**What you have to do:** Your answer should be the entries below, reproduced character for character.

══════════════════════════════

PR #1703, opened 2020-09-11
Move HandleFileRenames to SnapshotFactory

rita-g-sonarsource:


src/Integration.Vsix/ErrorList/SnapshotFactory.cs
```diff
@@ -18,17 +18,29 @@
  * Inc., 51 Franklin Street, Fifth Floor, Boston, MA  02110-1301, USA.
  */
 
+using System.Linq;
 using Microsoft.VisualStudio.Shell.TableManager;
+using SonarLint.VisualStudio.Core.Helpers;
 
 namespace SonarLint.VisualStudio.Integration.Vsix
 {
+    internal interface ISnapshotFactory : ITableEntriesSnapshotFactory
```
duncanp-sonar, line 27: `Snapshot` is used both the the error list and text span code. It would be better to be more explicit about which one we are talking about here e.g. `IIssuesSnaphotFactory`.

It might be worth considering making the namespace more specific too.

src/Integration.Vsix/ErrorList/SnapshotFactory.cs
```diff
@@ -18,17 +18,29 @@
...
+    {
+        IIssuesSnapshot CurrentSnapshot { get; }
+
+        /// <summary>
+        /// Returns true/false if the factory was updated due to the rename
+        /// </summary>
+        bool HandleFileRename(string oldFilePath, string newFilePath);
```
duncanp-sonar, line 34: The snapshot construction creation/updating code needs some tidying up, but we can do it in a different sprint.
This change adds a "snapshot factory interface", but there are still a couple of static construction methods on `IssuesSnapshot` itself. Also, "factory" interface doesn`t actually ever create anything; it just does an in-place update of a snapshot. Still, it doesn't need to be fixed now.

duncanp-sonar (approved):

══════════════════════════════

**Response to the task:**
PR #1703, opened 2020-09-11
Move HandleFileRenames to SnapshotFactory

rita-g-sonarsource:


src/Integration.Vsix/ErrorList/SnapshotFactory.cs
```diff
@@ -18,17 +18,29 @@
  * Inc., 51 Franklin Street, Fifth Floor, Boston, MA  02110-1301, USA.
  */
 
+using System.Linq;
 using Microsoft.VisualStudio.Shell.TableManager;
+using SonarLint.VisualStudio.Core.Helpers;
 
 namespace SonarLint.VisualStudio.Integration.Vsix
 {
+    internal interface ISnapshotFactory : ITableEntriesSnapshotFactory
```
duncanp-sonar, line 27: `Snapshot` is used both the the error list and text span code. It would be better to be more explicit about which one we are talking about here e.g. `IIssuesSnaphotFactory`.

It might be worth considering making the namespace more specific too.

src/Integration.Vsix/ErrorList/SnapshotFactory.cs
```diff
@@ -18,17 +18,29 @@
...
+    {
+        IIssuesSnapshot CurrentSnapshot { get; }
+
+        /// <summary>
+        /// Returns true/false if the factory was updated due to the rename
+        /// </summary>
+        bool HandleFileRename(string oldFilePath, string newFilePath);
```
duncanp-sonar, line 34: The snapshot construction creation/updating code needs some tidying up, but we can do it in a different sprint.
This change adds a "snapshot factory interface", but there are still a couple of static construction methods on `IssuesSnapshot` itself. Also, "factory" interface doesn`t actually ever create anything; it just does an in-place update of a snapshot. Still, it doesn't need to be fixed now.

duncanp-sonar (approved):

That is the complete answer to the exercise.